Quelques conditions cependant : le télétravail doit s’accorder avec le fonctionnement de l’équipe et requiert l’accord du manager. « C’est le signe d’une nouvelle relation managériale, car le télétravail est fondé sur l’autonomie, la responsabilisation et la confiance » précise le DRH de SNCF.
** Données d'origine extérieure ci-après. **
PR #7112, opened 2020-03-19
Improve error when docker-env is used with non-docker runtime

### LINKED ISSUE #7111: docker-env with crio: Error getting service status: Process exited with status 3

Make sure you're running Docker on Mac and run in a terminal:

```bash
$ minikube start --cpus=4 --memory=4g --container-runtime=cri-o --vm-driver=virtualbox
$ minikube docker-env
```

I guess it is due to the use of VirtualBox? With hyperkit _docker-env_ works, but hyperkit has some issues with the network.

```
$ minikube docker-env

💣  Error getting service status: Process exited with status 3

```
</details>

There is none regarding this issue.

macOS 10.14.6
Docker 19.03.8
minikube 1.8.2
VirtualBox 6.0.18

tstromberg:
Fixes #7111

## Old UI

```
💣  Docker runtime check failed: sudo systemctl is-active docker failed: Process exited with status 3
output: "inactive"

```

## New UI

`💣  The docker-env command is only compatible with the "docker" runtime, but this cluster was configured to use the "cri-o" runtime.`

### DIFF
--- a/cmd/minikube/cmd/docker-env.go
+++ b/cmd/minikube/cmd/docker-env.go
@@ -122,13 +122,18 @@ func isDockerActive(d drivers.Driver) (bool, error) {
 	if err != nil {
 		return false, err
 	}
-	output, err := client.Output("sudo systemctl is-active docker")
-	if err != nil {
-		return false, err
-	}
-	// systemd returns error code on inactive
+	cmd := "sudo systemctl is-active docker"
+
+	output, err := client.Output(cmd)
 	s := strings.TrimSpace(output)
-	return err == nil && s == "active", nil
+
+	if err != nil {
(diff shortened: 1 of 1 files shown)


afbjorklund:
Looks like this got broken with the `cruntime` introduction ?

Old check:

```go
func GetDockerActive(host *host.Host) (bool, error) {
       statusCmd := `sudo systemctl is-active docker`
       status, err := host.RunSSHCommand(statusCmd)
       // systemd returns error code on inactive
       s := strings.TrimSpace(status)
       return err == nil && s == "active", err
}

```
New check:

```go
// Active returns if docker is active on the host
func (r *Docker) Active() bool {
       err := r.Runner.Run("systemctl is-active --quiet service docker")
       return err == nil
}
```

The systemd error codes are somewhat flawed.

PR #7115, opened 2020-03-20
provisioner: only reload docker if necessary, don't install curl

### LINKED ISSUE #7103: docker: excessive systemctl reload/restarts
I noticed this while running `minikube start` on a running instance:

```
I0318 13:50:11.255632   48225 main.go:110] libmachine: About to run SSH command:
sudo systemctl -f daemon-reload 
I0318 13:50:11.533986   48225 main.go:110] libmachine: About to run SSH command:
sudo systemctl -f enable docker
I0318 13:50:11.794742   48225 main.go:110] libmachine: About to run SSH command:
sudo systemctl daemon-reload
I0318 13:50:12.073229   48225 main.go:110] libmachine: About to run SSH command:
sudo systemctl -f restart docker
```

This should be sufficient, though possibly not needed either:

`sudo systemctl -f daemon-reload && sudo systemctl -f restart docker`

tstromberg:
This modernizes the provisioner in three important ways:

* Only calls systemctl reload/restart if docker file has been updated - fixes #7103
* Adds it's own `NewSystemdProvisioner` to avoid unnecessary `apt-get` commands to install curl.
* Uses `glog` for consistency with rest of minikube codebase

This PR improves "minikube start" performance on an already running cluster by a second or so.

### DIFF
--- a/pkg/minikube/machine/client.go
+++ b/pkg/minikube/machine/client.go
@@ -172,6 +172,7 @@ func (api *LocalClient) Create(h *host.Host) error {
 		return fmt.Errorf("driver %q does not exist", h.DriverName)
 	}
 	if def.Init == nil {
+		// NOTE: This will call provision.DetectProvisioner
 		return api.legacyClient.Create(h)
 	}
 
--- a/pkg/provision/buildroot.go
+++ b/pkg/provision/buildroot.go
@@ -19,18 +19,16 @@ package provision
 import (
 	"bytes"
 	"fmt"
-	"path"
 	"text/template"
 	"time"
 
 	"github.com/docker/machine/libmachine/auth"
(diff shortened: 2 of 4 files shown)


afbjorklund:
The "curl" package is being installed, because the default install command is `curl -sSL`

```go
func installDockerGeneric(p Provisioner, baseURL string) error {
	// install docker - until cloudinit we use ubuntu everywhere so we
	// just install it using the docker repos
	if output, err := p.SSHCommand(fmt.Sprintf("if ! type docker; then curl -sSL %s | sh -; fi", baseURL)); err != nil {
		return fmt.Errorf("error installing docker: %s", output)
	}

	return nil
}
```

However, the `curl` package is a part of the regular Ubuntu cloud images nowadays.

PR #10976, opened 2021-04-02
define a variable instead of duplicating "kube-system"

wangchenglong01:
## Which problem is this PR solving?
- define a variable instead of duplicating "kube-system"

## Short description of the changes
- define a variable instead of duplicating "kube-system"


ilya-zuyev (approved):
lgtm

PR #11003, opened 2021-04-06
Use golang.org/x/term

tklauser:
The `golang.org/x/crypto/ssh/terminal` package is deprecated and merely a
wrapper around `golang.org/x/term`. Thus, use the latter directly.

### DIFF
--- a/cmd/minikube/cmd/config/prompt.go
+++ b/cmd/minikube/cmd/config/prompt.go
@@ -23,7 +23,7 @@ import (
 	"os"
 	"strings"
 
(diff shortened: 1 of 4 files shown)


medyagh (commented):
do u mind clarifying why the site submodule been updated with this PR ? I would rather separate PR for separate changes for auditablity

tklauser:
> do u mind clarifying why the site submodule been updated with this PR ? I would rather separate PR for separate changes for auditablity

Sorry, that change was unintentional. I'll revert that part of the PR.

spowelljr (approved):

PR #11015, opened 2021-04-07
Fix wrong error message on memory validation

afbjorklund:
Before:

❌  Exiting due to MK_CONFIG_SET: run validations for "memory" with value of "foo": [invalid disk size: invalid size: 'foo']

After:

❌  Exiting due to MK_CONFIG_SET: run validations for "memory" with value of "foo": [invalid memory size: invalid size: 'foo']


medyagh:
please check the unit test

PR #11027, opened 2021-04-08
Detect if go.sum changed after running go mod tidy

spowelljr:
Currently, we run `go mod tidy` in `make test` and check if the go.mod changed and fail if it did. However, we don't check if the go.sum changed.

This becomes a problem when we go to release, `go mod tidy` is ran which will correct the go.sum, but makes the commit dirty and we have to make a PR to update the go.sum and run the release again.

This will detect if the go.sum should be updated during the PR unit test check in GitHub and will notify us, preventing the above issue.

Also updated workflow so PR tests are run if the go.mod file is updated. This will prevent some issues where packages are updated, new docs need to be generated, but the linting job isn't run, so we're left unaware until later.

### DIFF
--- a/.github/workflows/pr.yml
+++ b/.github/workflows/pr.yml
@@ -2,6 +2,7 @@ name: PR
 on:
   pull_request:
     paths:
+      - "go.mod"
       - "**.go"
       - "**.yml"
       - "**.yaml"
--- a/.github/workflows/build.yml
+++ b/.github/workflows/build.yml
@@ -4,6 +4,7 @@ on:
     branches:
       - master
     paths:
+      - "go.mod"
       - "**.go"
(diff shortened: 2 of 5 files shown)


.github/workflows/pr.yml
```diff
@@ -2,6 +2,7 @@ name: PR
 on:
   pull_request:
     paths:
+      - "go.mod"
```
medyagh, line 5: add same thing to the master.yml

medyagh (changes requested):

.github/workflows/pr.yml
spowelljr: Done

medyagh (approved):

PR #11039, opened 2021-04-09
bump default and newest k8s version to 1.21

medyagh:


ilya-zuyev:
Looks like v1.21.0 still has a performance regression affecting minikube start time significantly

PR #10975, opened 2021-04-01
change crio-bin checksum since it changed upstream

sharifelgamal:

PR #11046, opened 2021-04-09
Revert "change crio-bin checksum since it changed upstream"

ilya-zuyev:
Reverts kubernetes/minikube#10975


afbjorklund:
They changed it again ? These git archives are unreliable for sure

L’accord propose trois formules d’organisation, dont deux existaient déjà :

  • Nouvelle formule : le salarié dispose d’un quota de trois journées ou demi-journées par mois, qu’il peut positionner comme il le souhaite (sous réserve de respecter un délai de prévenance convenu avec son manager), en fonction de ses besoins et des impératifs opérationnels.
  • Formule fixe : le salarié peut télétravailler entre un et trois jours entiers par semaine, fixés à l’avance avec son manager.
  • Formule mensuelle : le salarié peut télétravailler entre un et trois jours entiers par semaine, non fixés à l’avance. Il propose à son manager qui doit les valider, les jours où il souhaite télétravailler en fonction des impératifs de son activité et de son service.

« Nous avons déjà plus de 2 000 personnes en télétravail à la SNCF depuis 2016. Ce chiffre a d’ailleurs doublé entre 2014 et 2016. Nous nous attendons à une augmentation des effectifs en télétravail avec la signature de cet accord, même si c’est difficile à chiffrer », souligne Jean-Marc Ambrosini.